We migrated to the Sanctuary, where both of our children, Matthew and Ariel (members themselves) had their b’nai mitzvot. By that point, through leadership roles in the Hanukkah Arts Festival, the clothing closet for newly arrived Russian emigres, the membership committee, High Holiday Committee, Sanctuary Minyan, etc., etc., we knew everyone and considered everyone a friend. At both b’nai mitzvot, Melinda memorably declared Ansche Chesed the extension of our own home it had in fact become and invited everyone to lunch.

 

Melinda has been chair of the High Holiday committee since the death of our beloved, and dearly missed, chair, Sam Schiff. One of her great memories is when Sam called to invite her onto the Board and she replied ‘Me?

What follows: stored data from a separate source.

PR #831, opened 2018-09-20
Fixing Angular 5 Issue

ashley-hunter:
Angular 5 doesn't support the generic type on ElementRef causing build errors. Fixing the issue


donna-marijne:
Thanks, did someone raise this as an issue, or did you notice it yourself?

ashley-hunter:
Alex was seeing it and posted in Slack, but he actually intended to install an older version of UX Aspects to match their other project anyway, so it isn't a blocking issue for him.

donna-marijne:
Thanks for taking care of this. Could you make a ticket in the current sprint? I'll add it to the release notes in case someone else bumped into this.

PR #834, opened 2018-09-24
EL-3238 - Splitter Accessibility

ashley-hunter:
Adding splitter accessibility.

- Implements Splitter Accessibility directive
- Updated documentation
- Added tests to cover accessibility functionality


ashley-hunter:
Fixed the outline colour (also in Quantum https://github.houston.softwaregrp.net/caf/quantum/pull/545).

I wasn't able to see the issue you were seeing in Firefox and IE, it appears to be working ok for me? Check to make sure they are showing the Angular sections and not AngularJS as they look virtually identical and it caught me out at first.

PR #836, opened 2018-09-26
EL-3231 - Tree grid

donna-marijne:
https://autjira.microfocus.com/browse/EL-3231


donna-marijne:
Thanks, yes that is weird! I'll see if I can figure out what's going on.

donna-marijne:
I could not figure out a solution here. box-shadow does not work either. So I have used the same background color that the AngularJS tree grid uses, in addition to the outline.

PR #841, opened 2018-09-28
EL-3235 - Color Picker Focus

ashley-hunter:
- Focus is now only returned when escape is pressed


ashley-hunter:
Focus should now return on selection

PR #845, opened 2018-10-03
EL-3242 - Table Column Resize

ashley-hunter:
- Making the column resizing work with uxFixedHeaderTable.
- Refactored existing code to make it simpler
- An additional directive is required when using is with a fixed header table - added documentation to include this.
- Fixed an issue with the custom responsive table example which produced an error in the console.


ashley-hunter:
I have added an example using the fixed header table and the issue with the excess white space should now also be fixed!

PR #847, opened 2018-10-04
EL-3245 - Tidy Node Scripts

ashley-hunter:
- Went through our node scripts and renamed some of them. We had a wide variety of naming conventions, now they follow {target}-{action} naming convention, eg: `library-build`, `library-package`.

- Removed any tasks that I didn't think were being used (correct me if I have removed anything that is still required)

- Updated grunt tasks to point to the updated npm scripts

- Added npm scripts for `grunt build` and `grunt build:library`


package.json
```diff
@@ -15,14 +15,13 @@
...
-    "package:library": "grunt build:library",
-    "lint": "grunt lint",
-    "e2e:develop": "concurrently \"webpack --watch --progress --colors --config configs/webpack.e2e.config.js\" \"tsc -w --project .\\e2e\\tsconfig.json\" \"npm run serve:e2e\""
+    "start-https": "npm run start -- --https --pfx configs/webpack.docs.dev.pfx",
+    "e2e": "concurrently \"npm run e2e-serve\" \"grunt protractor:e2e\" --kill-others --success first",
+    "e2e-serve": "lite-server -c=e2e/bs-config.e2e.json",
+    "e2e-develop": "concurrently \"webpack --watch --progress --colors --config configs/webpack.e2e.config.js\" \"tsc -w --project .\\e2e\\tsconfig.json\" \"npm run e2e-serve\"",
+    "library-build": "ng-packagr -p ./src/ng-package.json",
+    "grunt-build": "grunt build",
+    "grunt-build-library": "grunt build:library"
```
donna-marijne: Without the former build:library task, these can just be "build" and "build:library".

package.json
```diff
@@ -15,14 +15,13 @@
...
-    "start:https": "webpack-dev-server --config configs/webpack.dev.config.js --https --pfx configs/webpack.docs.dev.pfx",
-    "serve:e2e": "lite-server -c=e2e/bs-config.e2e.json",
-    "e2e": "concurrently \"npm run serve:e2e\" \"grunt protractor:e2e\" --kill-others --success first",
-    "build:library": "ng-packagr -p ./src/ng-package.json",
-    "build:documentation:prod": "node --max-old-space-size=4096 ./node_modules/webpack/bin/webpack.js --colors --config ./configs/webpack.docs.prod.config.js",
-    "package:library": "grunt build:library",
-    "lint": "grunt lint",
-    "e2e:develop": "concurrently \"webpack --watch --progress --colors --config configs/webpack.e2e.config.js\" \"tsc -w --project .\\e2e\\tsconfig.json\" \"npm run serve:e2e\""
+    "start-https": "npm run start -- --https --pfx configs/webpack.docs.dev.pfx",
+    "e2e": "concurrently \"npm run e2e-serve\" \"grunt protractor:e2e\" --kill-others --success first",
```
donna-marijne: As I recall, `npm run e2e` does not work for running the e2e tests. So this script should just call `grunt e2e`. Something like https://github.com/sindresorhus/grunt-concurrent might help to move this out of package.json and also remove the need for this global tool.

Comparing with the package.json for Material, perhaps "test:e2e" would be a better name here. Then we can have something like `"test": "grunt test && grunt e2e"` for a full test run (which would be the nightly build).

ashley-hunter:
Made Changes:

- Remove lite-server. We needed it because there was no easy way to know when webpack-dev-server was finished building and serving the app for us to start running the tests, but I wrote a small script which handles this and allows us to remove this dependency and concurrently as well.

- Refactored our e2e setup. It is now more aligned with how the Angular CLI does it, by using ts-node allowing us to remove the typescript build step and allowing us to remove the grunt-typescript dependency as well. I also removed a lot of commented out code from our protractor config.

- Remove the `configuration` folder as this contained scripts for the selenium test grid we used to use ages ago. As we are now using protractor this is not needed.

- Removed the grunt `server` task, as this was used by selenium, not required now we use protractor and webpack-dev-server. Also removed the `grunt-contrib-connect` dependency as it is no longer required.

- Reverted script names/changed as per review comments

I don't we will have any issues with global node tasks as npm scripts use webpack, grunt etc, from the node_modules folder if they are installed as dependencies.

I will update the MF PR after you have reviewed this.

PR #849, opened 2018-10-09
EL-3243 - Docs tgz

ashley-hunter:
- Added an additional compress task to produce a tgz matching the contents of the ux-aspects-docs npm package
- Removed dockerfile that was used for old selenium test grid
- Removed documentation:serve grunt task as this was used before we had `npm start` and is no longer required.

### DIFF
--- a/Gruntfile.js
+++ b/Gruntfile.js
@@ -32,14 +32,14 @@ module.exports = function (grunt) {
     grunt.registerTask('webpack_import_cert', ['run:webpack_import_cert']);
     grunt.registerTask('package:library', ['run:npm_pack', 'copy:npm_tgz', 'clean:npm_tgz']);
     grunt.registerTask('package:library_bower', ['compress:bower']);
-    grunt.registerTask('package:docs', ['compress:documentation', 'run:npm_pack_docs', 'copy:npm_docs_tgz', 'clean:npm_docs_tgz']);
+    grunt.registerTask('package:docs', ['run:npm_pack_docs', 'copy:npm_docs_tgz', 'clean:npm_docs_tgz']);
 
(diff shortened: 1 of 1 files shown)


ashley-hunter:
I will add it to MF repo once reviewed

grunt/compress.js
```diff
@@ -19,5 +19,26 @@ module.exports = {
...
+    },
+    documentation: {
+        options: {
+            archive: path.join(process.cwd(), 'target', 'docs', 'ux-aspects-docs-<%= package.version %>.tgz'),
+            mode: 'tgz'
+        },
+        files: [
+            {
+                cwd: path.join(process.cwd()),
+                src: [
```
donna-marijne: Shouldn't this be `src: 'dist/docs'`?

ashley-hunter: So just to clarify, is this supposed to contain the site that will be published to gh-pages? or contain the contents of the ux-aspects-docs package? I wasn't sure which it was supposed to be

donna-marijne: Yes, it's the documentation site from dist/docs.

ashley-hunter: Great thanks! The changes should now be made!

donna-marijne:
Just one other thing I noticed, this should not be run as part of `build:library`. Now that we are packaging the actual documentation as well as the documentation resources, the task `package:docs` has a bit of a misleading name.

ashley-hunter:
No problem, do you want this part of any task in particular or will it just be called by running `grunt compress:documentation`.

donna-marijne:
Let's just chain it onto the end of the current 'build' task for now. We can see if the build process needs it to be a separate step once we start integrating.

ashley-hunter:
Great! I have added it to the end of the build task

PR #850, opened 2018-10-09
EL-3244 - Environment Variable

ashley-hunter:
- Created a script to update the versions in all package.json and bower.json files.
- Wasn't able to find a way to pass an environment variable to `npm version` (at least not on Windows)
- Added grunt task to call the script - `grunt execute:version`.
- Checked with Dermot and Tony about the name of the environment variable. We will have full control over the name of it in the pom file whenever those changes are merged in.


ashley-hunter:
I have added an npm script to set the version. Thats strange it didn't work for you, I tried in bash using:

```bash
VERSION=1.2.3 node ./scripts/version.js
```

That seemed to work for me. Importing `env` just prevents linting complaining about `process` not being defined, but is the same as doing `process.env`.

donna-marijne:
Ah, okay yes that works. I'm not sure how it would be invoked by the build environment but we'll be able to test that soon. Thanks.

PR #854, opened 2018-10-12
EL-3254 - Table Filters

ashley-hunter:
- Added filters input/output on the filter container components (while these were there before they didn't work and weren't documented). This can now be used to preselect filters
- Refactored the filters to use a service rather than extending a base component. This way anytime we need to inject an additional dependency it is not a breaking change if the consuming app has custom filters. Retained support for the old base component but marked as deprecated and updated documentation to reflect new way.
- Split out event classes and interfaces into separate files to prevent circular dependencies
- Added new TSlint rule to ban importing directly from "rxjs". This is the import suggestion vs code suggests, however importing from here would break Angular 5 support, so now linting will fail if this goes unnoticed,
- Moved live announcer to the example code, rather than within the filter components to allow more customisation and localisation.


docs/app/pages/components/components-sections/tables/filters/filters.component.ts
```diff
@@ -158,19 +164,28 @@ export class ComponentsFiltersComponent extends BaseDocumentationSection impleme
         // apply a newly added filter
         if (event instanceof FilterAddEvent) {
             this.applyFilter(event.filter);
+
+            // announce the selection
+            this._announcer.announce(`Filter ${event.filter.name} selected.`);
```
donna-marijne: Probably should rename the function containing this, since we now have an event emitter with almost the same name. My suggestion would be to use the `(events)` emitter for LiveAnnouncer and `(filterChange)` to update the table's filtered content. Then if one modifies the `filter` array directly, the table state would still be updated.

docs/app/pages/components/components-sections/tables/filters/filters.component.ts
```diff
@@ -152,65 +151,51 @@ export class ComponentsFiltersComponent extends BaseDocumentationSection impleme
...
-        }
+                case 'status':
+                    this.documents = this.documents.filter(item => item.active === (filter.name === 'Active'));
+                    break;
+            }
+        });
+    }
 
-        this.activeFilters.push(filter);
+    applyFilter(filter: Filter): void {
```
donna-marijne: I didn't notice where this function is used - could it be removed?

ashley-hunter:
That should be it removed now! Thanks

PR #862, opened 2018-10-17
EL-3069 - WCAG Tables

ashley-hunter:
Ticket Comments Below:

Deprecated remaining AngularJS table sections as they are examples only or things we are not looking to migrate.

Column Sorting - **Previously Done**

Custom Filters - Example Updated - Now uses a list and menu navigation directives

Filters - **Done**

Fixed Header Table:
- Possibly aria-setsize and aria-posinset. **Done**
- Maybe aria-live for start and end of async loading? Compare with infinite scroll/paging select component. **The other components didn't do this, however I can add it in if you think it should be there**

Hover Actions:
- Update example with aria-labels on the action buttons. **Done**

Selection:
- Update the directive to add aria-selected as appropriate. **Done**
- Checkbox should become aria-hidden. **Done**

Toolbar Sorting:
- Add keyboard control and focus management to the dropdown. Compare with masthead dropdowns or use uxTabbableList. **Done**
- Sort direction button requires an aria-label. **Done**

Column Resizing:
- Allow focus on the resize thumb. Keyboard control similar to the splitter. **Done**
- Make the size thumb visible so that the user knows that it is focusable. **Done**
- Aria label/description to indicate functionality. **Done**

### DIFF
--- a/docs/app/pages/components/components-sections/tables/custom-filters-component/sample/sample-filter.component.html
+++ b/docs/app/pages/components/components-sections/tables/custom-filters-component/sample/sample-filter.component.html
@@ -1,12 +1,44 @@
-<div class="btn-group ux-filter-custom" dropdown>
-    <button dropdownToggle type="button" class="filter-dropdown btn dropdown-toggle"
-    [class.active]="selected !== initial">{{ selected?.title }}
+<div class="btn-group ux-custom-filter"
+    dropdown
+    #dropdown="bs-dropdown"
+    [autoClose]="true">
+
+    <button type="button"
+        tabindex="0"
+        dropdownToggle
+        uxMenuNavigationToggle
+        #toggle="uxMenuNavigationToggle"
+        [(menuOpen)]="dropdown.isOpen"
+        aria-haspopup="true"
+        [attr.aria-expanded]="dropdown.isOpen"
+        class="filter-dropdown btn dropdown-toggle"
+        [class.active]="selected !== initial">
+        {{ selected?.title }}
         <span class="hpe-icon hpe-down"></span>
     </button>
-    <ul *dropdownMenu class="dropdown-menu" role="menu">
-        <li class="dropdown-list-item" *ngFor="let filter of filters" role="menuitem">
-            <ux-radio-button (click)="selectFilter(filter)" name="filterGroup" [(value)]="selected"
-            [option]="filter">{{ filter.name }}</ux-radio-button>
+
+    <ul *dropdownMenu
+        uxMenuNavigation
+        [toggleButton]="toggle"
+        class="dropdown-menu"
+        role="menu">
+
+        <li class="dropdown-list-item"
+            *ngFor="let filter of filters"
+            role="none">
+
+            <a class="dropdown-item"
+                role="listitem"
+                tabindex="-1"
+                uxMenuNavigationItem
+                [attr.aria-selected]="filter === selected"
+                (click)="selectFilter(filter, $event); toggle.focus()"
+                (keydown.enter)="selectFilter(filter, $event); toggle.focus()"
+                (keydown.escape)="toggle.focus()">
+
+                <i class="hpe-icon" [class.hpe-checkmark]="filter === selected"></i>
+                <span class="filter-dropdown-title">{{ filter.name }}</span>
+            </a>
         </li>
     </ul>
 </div>
--- a/docs/app/pages/components/components-sections/tables/custom-filters-component/sample/sample-filter.component.html
+++ b/docs/app/pages/components/components-sections/tables/custom-filters-component/sample/sample-filter.component.html
@@ -28,7 +28,7 @@
             role="none">
 
             <a class="dropdown-item"
-                role="listitem"
+                role="menuitem"
                 tabindex="-1"
                 uxMenuNavigationItem
                 [attr.aria-selected]="filter === selected"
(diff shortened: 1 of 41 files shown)


docs/app/pages/components/components-sections/tables/custom-filters-component/sample/sample-filter.component.html
```diff
@@ -1,12 +1,44 @@
...
+        [toggleButton]="toggle"
+        class="dropdown-menu"
+        role="menu">
+
+        <li class="dropdown-list-item"
+            *ngFor="let filter of filters"
+            role="none">
+
+            <a class="dropdown-item"
+                role="listitem"
```
donna-marijne: Should be `role="menuitem"`.

docs/app/pages/components/components-sections/tables/sorting/sorting.component.html
```diff
@@ -1,17 +1,30 @@
...
+            uxMenuNavigationToggle
+            [(menuOpen)]="dropdown.isOpen"
+            dropdownToggle
+            class="btn dropdown-toggle filter-dropdown">
             {{ selected }} <span class="hpe-icon hpe-down"></span>
         </button>
 
         <!-- Dropdown List -->
         <ul *dropdownMenu class="dropdown-menu" role="menu">
             <li role="menuitem" *ngFor="let option of options">
```
donna-marijne: Also here I think `role="menuitem"` needs to be on the focusable element which presumably is the `a`.

src/components/table/table-column-resize/resizable-table-column.component.less
```diff
@@ -15,13 +15,26 @@
...
 
+    &.cdk-keyboard-focused {
+        .aspects-outline();
+    }
+
+    .ux-resizable-table-column-handle-icon {
+        width: 5px;
+        height: 24px;
+        background-repeat: no-repeat;
+        background-image: url(data:image/png;base64,iVBORw0KGgoAAAANSUhEUgAAAAUAAAAeCAYAAADkftS9AAAAIklEQVQoU2M4c+bMfxAGAgYYmwGrIIiDjrELjpo5aiZeMwF+yNnOs5KSvgAAAABJRU5ErkJggg==);
```
donna-marijne: I think this is better as a separate file, or potentially an addition to our icon set. We are still delivering our CSS as one combined file, so keeping it small should help load times.

docs/app/pages/components/components-sections/tables/sorting/snippets/app.html
```diff
@@ -21,10 +34,12 @@
         </ul>
 
         <!-- Sort Direction Toggle -->
-        <span class="sort-icon hpe-icon text-muted"
+        <button class="sort-icon hpe-icon text-muted"
+            aria-label="Toggle sort direction"
+            [attr.aria-sort]="descending ? 'descending' : 'ascending'"
```
donna-marijne: aria-sort only applies to table/grid header elements. The state of the button could be communicated via the aria-label.

ashley-hunter:
That should be the points mentioned above corrected, with one exception. The drag handle image cannot reference a file. This is currently an issue with how stuff is currently bundled. For our documentation to build correctly the image would have to point to a relative path, because we are using webpack, however when it comes to building the library we build the less using the less compiler which doesn't rewrite the paths, so the image file would be missing. I've had this issue before and never been able to find an easy fix for this.

ashley-hunter:
That should be the points mentioned above corrected, with one exception. The drag handle image cannot reference a file. This is currently an issue with how stuff is currently bundled. For our documentation to build correctly the image would have to point to a relative path, because we are using webpack, however when it comes to building the library we build the less using the less compiler which doesn't rewrite the paths, so the image file would be missing. I've had this issue before and never been able to find an easy fix for this.

docs/app/pages/components/components-sections/tables/hover-actions/hover-actions.component.html
```diff
@@ -18,9 +18,15 @@
                 <ux-spark theme="chart2" [value]="document.complete" [inlineLabel]="document.complete" barHeight="3"></ux-spark>
             </td>
             <td>
-                <i class="hpe-icon hpe-view hover-action-icon" aria-label="View" uxTooltip="View" uxHoverAction></i>
-                <i class="hpe-icon hpe-share hover-action-icon" aria-label="Share" uxTooltip="Share" uxHoverAction></i>
-                <i class="hpe-icon hpe-trash hover-action-icon" aria-label="Delete" uxTooltip="Delete" uxHoverAction></i>
+                <button class="hover-action-btn" aria-label="View" uxTooltip="View" uxHoverAction>
```
donna-marijne: The default `type` for a button is submit, so on the offchance that this appears in a form it would be better to specify `type="button"`.

docs/app/pages/components/components-sections/tables/hover-actions/hover-actions.component.less
```diff
@@ -6,6 +6,19 @@
         background-color: #f5f5f5;
     }
 
+    .hover-action-btn {
```
donna-marijne: Can this be part of the library stylesheet?

docs/app/pages/components/components-sections/tables/reorderable-table/reorderable-table.component.less
```diff
@@ -2,6 +2,13 @@
     background-color: #fff;
 }
 
+.reorderable-row:focus {
```
donna-marijne: Can this be part of our stylesheet too? We already have styles for rows which can receive focus so we should be able to reuse those.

Sam, do you know who you’re talking to?’ That led to many years on the Board, service as vice-president, and as chair of both the farewell dinner for Michael Strassfeld and the welcome dinner for Jeremy Kalmanofsky.

 

Ron is more interested in our glorious Jewish invention, Kiddush.

 

We have made many lifelong friends at Ansche Chesed. Even though we often daven with the Great Barrington Library Minyan, where many Ansche Chesed friends also daven, we always consider Ansche Chesed our home.